I’m sure leaf raking is great exercise and I’m sure I could benefit from more of it. The fact is, I really don’t like raking leaves and so I look for ways to not have to do it. I use a leaf blower when the leaves are newly fallen and still dry. If a stiff wind is blowing, all the better, hustling the leaves off down the hill. But more likely that would-be welcome wind blows the leaves right back again.

We have a lot of trees in the lawn. Several oaks, a couple of hickories, a silver maple, 2 native hard maples, several dogwoods, redbuds and assorted pine and cedar trees. When fall comes, there are enough leaves to fill a large dump truck, two or three times.

I used to rake the leaves into piles, haul some away on tarps and burn the rest in the driveway. But that meant a lot of raking, piling, tugging and emptying, not to mention piles of ashes and burnt gravel from the fires. Now I use the leaf blower to get the piles of leaves away from the buildings and into windrows. Then I use the riding lawn mower to chop them over and over into mulch. I start when the leaves begin to fall and repeat the operation several times over a few weeks until I’ve chopped up all the leaves from the now-bare trees.

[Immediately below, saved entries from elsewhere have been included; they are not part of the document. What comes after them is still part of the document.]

PR #79, opened 2022-01-10
Add BillingClient versions to VERSIONS.md

vegaro:
Just wanted to add some clarity on Unity IAP versions compatibility so decided to add it to VERSIONS.md. Let's see what you think and then I can add it to purchases-android too. Unity is the one that looks like has more compatibility issues that's why I decided to start with it.


aboedo (approved):
❤️ it. Maybe we should link to this in the readme?

vegaro:
Added to README.md in https://github.com/RevenueCat/purchases-unity/pull/79/commits/388fb3919fca38e24984fbe5491b5c1ef9157fe7

PR #81, opened 2022-01-27
Add auto sync purchases option [One off release]

vegaro:
We need to make a release with changes from https://github.com/RevenueCat/purchases-android/pull/451 and https://github.com/RevenueCat/purchases-ios/pull/1219 on top of Unity 3.2.0.

We don't want to make a public release of this until we are capable of making releases of the latest unity version with billing client 3 support. We need https://github.com/RevenueCat/purchases-android/pull/444 for that

I updated the iOS dependency to the latest v3 release (which includes https://github.com/RevenueCat/purchases-ios/pull/1219) and will build https://github.com/RevenueCat/purchases-android/pull/461 locally and include the `aar` files in the unitypackage. The billing client aar won't be included because they are in observer mode.


RevenueCat/Plugins/iOS/PurchasesUnityHelper.m
```diff
@@ -58,17 +58,23 @@ - (void)setupPurchases:(NSString *)apiKey
              appUserID:(nullable NSString *)appUserID
             gameObject:(NSString *)gameObject
           observerMode:(BOOL)observerMode
- userDefaultsSuiteName:(nullable NSString *)userDefaultsSuiteName {
-    [[RCPurchases sharedPurchases] setDelegate:nil];
+ userDefaultsSuiteName:(nullable NSString *)userDefaultsSuiteName
+     dangerousSettings:(NSDictionary *)dangerousSettingsAsDictionary {
+    if (RCPurchases.isConfigured) {
+        [[RCPurchases sharedPurchases] setDelegate:nil];
+    }
```
vegaro, line 65: This was a tricky one to realize. The newer version of iOS throws an exception if `sharedPurchases` is accessed before configuring.

RevenueCat/Scripts/Purchases.cs
```diff
@@ -54,6 +54,16 @@ public partial class Purchases : MonoBehaviour
...
+    
+	[Header("Dangerous Settings")]
+    [Tooltip("Disable or enable subscribing to the StoreKit queue." +  
+	"If this is disabled, RevenueCat won't observe the StoreKit queue or check current purchasers, " +
+	"and it will not sync any purchase automatically. Call syncPurchases whenever a new transaction is " +
+	"completed so the receipt is sent to RevenueCat's backend. " +
+	"In iOS, consumables disappear from the receipt after the transaction is finished, so make sure purchases " +
+	"are synced before finishing any consumable transaction, otherwise RevenueCat won't register the purchase. " +
+	"Auto syncing of purchases is enabled by default.")]
+    public bool autoSyncPurchases = true;
```
vegaro, line 66: This version of Unity (3.2.0) doesn't have a runtime setup option. That is getting added with the Amazon support. Since this is a build I am building for a customer, I added it as an option in the Editor for now. 

When we release a Unity version with Amazon support this should not be available as an Editor option since it's quite a dangerous setting.

RevenueCat/Plugins/Editor/RevenueCatDependencies.xml
```diff
@@ -1,10 +1,11 @@
 <?xml version="1.0" encoding="utf-8"?>
 <dependencies>
-    <androidPackages>
+    <!-- <androidPackages>
```
vegaro, line 3: To avoid having to do an Android release, and since the developers are not using EDM4U in their Android builds, I decided to comment this out and to include modified `.aar` files of purchases-android built from this branch https://github.com/RevenueCat/purchases-android/pull/461

vegaro:
[Purchases.unitypackage.zip](https://github.com/RevenueCat/purchases-unity/files/7961958/Purchases.unitypackage.zip)

vegaro:
Closing since this has been sent to the developers

PR #93, opened 2022-02-23
Detect Android emulator for Android setup

### LINKED ISSUE #89: Crash when not setting `deprecatedLegacyRevenueCatAPIKey` on simulator
On 3.5.0 and 3.5.1 versions of purchases-unity, if you test using the simulator, the app will crash with a confusing message saying "Unity error: "NullReferenceException: Object reference not set to an instance of an object". 

The issue stems [from this logic in `setup`](https://github.com/RevenueCat/purchases-unity/blob/main/RevenueCat/Scripts/Purchases.cs#L105), which checks for iOS and Android physical devices, but apparently simulators don't pass the checks.

joshdholtz:
## Motivation
Fixes #89
Some Android emulators were not being detected by the `RuntimePlatform.Android` check

## Description
- Some emulators (not all) are not detected by `Application.platform == RuntimePlatform.Android`
- Adds `IsAndroidEmulator()` function
  - Attempts to initialize an `android.os.Build` class to extract the `FINGERPRINT`
  - If `FINGERPRINT` is `generic` then it should be an Android emulator
  - Wrapped in try/catch because creating `AndroidJavaClass` will fail on iOS

⁉️ Additional thought... We could just get rid of the `FINGERPRINT` and rely on `AndroidJavaClass` because we don't care if its an emulator or not. We only care about it its an Android device 🤷‍♂️

### DIFF
--- a/RevenueCat/Scripts/Purchases.cs
+++ b/RevenueCat/Scripts/Purchases.cs
@@ -115,13 +115,12 @@ public partial class Purchases : MonoBehaviour
         _wrapper.Setup(gameObject.name, apiKey, newUserId, observerMode, userDefaultsSuiteName);
     }
 
-    public bool IsAndroidEmulator()
+    private bool IsAndroidEmulator()
     {
         try
         {
             // From https://stackoverflow.com/questions/51880866/detect-if-game-running-in-android-emulator
-            AndroidJavaClass osBuild;
-            osBuild = new AndroidJavaClass("android.os.Build");
+            AndroidJavaClass osBuild = new AndroidJavaClass("android.os.Build");
             string fingerPrint = osBuild.GetStatic<string>("FINGERPRINT");
             return fingerPrint.Contains("generic");
         }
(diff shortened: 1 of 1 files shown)


RevenueCat/Scripts/Purchases.cs
```diff
@@ -114,6 +115,23 @@ private void Setup(string newUserId)
         _wrapper.Setup(gameObject.name, apiKey, newUserId, observerMode, userDefaultsSuiteName);
     }
 
+    public bool IsAndroidEmulator()
+    {
+        try
+        {
+            // From https://stackoverflow.com/questions/51880866/detect-if-game-running-in-android-emulator
+            AndroidJavaClass osBuild;
+            osBuild = new AndroidJavaClass("android.os.Build");
```
vegaro, line 124: Can we join it with the declaration of the variable?

RevenueCat/Scripts/Purchases.cs
```diff
@@ -114,6 +115,23 @@ private void Setup(string newUserId)
         _wrapper.Setup(gameObject.name, apiKey, newUserId, observerMode, userDefaultsSuiteName);
     }
 
+    public bool IsAndroidEmulator()
```
vegaro, line 118: This can be private right?

joshdholtz: Oh yeah, I meant to change that 🙈

vegaro (approved):

PR #108, opened 2022-05-30
Update play services resolver

aboedo:
Updated the Google Play Services Resolver to the latest version. 

The biggest motivator was that I was getting [this error constantly in the editor](https://support.unity.com/hc/en-us/articles/4408586248340-Why-do-I-get-Error-Ambiguous-Match-Found-Non-Mediation-PSR-in-use-). 

Tested on Android and on iOS


Subtester/Assets/Plugins/Android/gradleTemplate.properties
```diff
@@ -0,0 +1,9 @@
+org.gradle.jvmargs=-Xmx**JVM_HEAP_SIZE**M
```
aboedo, line 1: This is now needed for the resolver to work correctly - we need to have a template for `gradle.properties`, just like we have one for `mainTemplate.gradle` -> `build.gradle`.

aboedo: It also means we no longer have to set up the `android.useAndroidX=true` property manually every time, though

Subtester/Assets/Plugins/Android/mainTemplate.gradle
```diff
@@ -1,20 +1,13 @@
...
-}
 ([rootProject] + (rootProject.subprojects as List)).each { project ->
     project.repositories {
         def unityProjectPath = $/file:///**DIR_UNITYPROJECT**/$.replace("\\", "/")
         maven {
             url "https://maven.google.com"
         }
         mavenLocal()
-        jcenter()
         mavenCentral()
```
aboedo, line 11: this stuff comes from the resolver automatically

Subtester/ProjectSettings/AndroidResolverDependencies.xml
```diff
@@ -1,14 +1,15 @@
 <dependencies>
   <packages>
     <package>androidx.annotation:annotation:[1.2.0]</package>
-    <package>com.revenuecat.purchases:purchases-hybrid-common:[1.10.0]</package>
+    <package>com.revenuecat.purchases:purchases-hybrid-common:[3.0.0]</package>
```
aboedo, line 4: no entirely sure why this hadn't been updated before, I might have just missed committing it

PR #112, opened 2022-06-17
API cleanup

aboedo:
This cleans up our API, by following C# naming standards and also making numerous properties read-only. 

We might also want to kill attributionNetwork but I'll work on that as a separate PR.

### DIFF
--- a/RevenueCat/Scripts/Purchases.cs
+++ b/RevenueCat/Scripts/Purchases.cs
@@ -46,36 +46,36 @@ public partial class Purchases : MonoBehaviour
              "This property is obsolete. " +
              "Use revenueCatAPIKeyApple and revenueCatAPIKeyGoogle instead.")]
     // ReSharper disable once InconsistentNaming
-    public string deprecatedLegacyRevenueCatAPIKey;
+    public string DeprecatedLegacyRevenueCatAPIKey;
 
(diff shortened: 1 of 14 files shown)


RevenueCat/Scripts/Purchases.cs
```diff
@@ -48,36 +46,36 @@ public partial class Purchases : MonoBehaviour
...
 
     [Tooltip("RevenueCat API Key specifically for Apple platforms. Get from https://app.revenuecat.com/")]
     // ReSharper disable once InconsistentNaming
-    public string revenueCatAPIKeyApple;
+    public string RevenueCatAPIKeyApple;
 
     [Tooltip("RevenueCat API Key specifically for Android. Get from https://app.revenuecat.com/")]
     // ReSharper disable once InconsistentNaming
-    public string revenueCatAPIKeyGoogle;
+    public string RevenueCatAPIKeyGoogle;
```
aboedo, line 57: turns out that we need to revert these 🤦 I'm doing it on the #114 PR. 
Unity's naming standards for stuff that shows up in the Editor say to use camelCase, as opposed to typical C# would would be Pascal.

aboedo:
Also closing this one in favor of #114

But the next part of my little operation is the best. I rake the chopped up mulch into plastic garden carriers and take them to the compost pile. Once the leaves have been chopped into smaller pieces, even the big, leathery oak leaves will compost. I mix the chopped up leaves into the compost pile, along with some grass clippings and a bit of chicken manure from the barn. I turn over some of the older compost on the far end of the compost pit, then I leave it for winter. By next spring I’ll have compost that I can add to my garden soil. And I’ll feel like I’ve accomplished something beyond just getting rid of the leaves.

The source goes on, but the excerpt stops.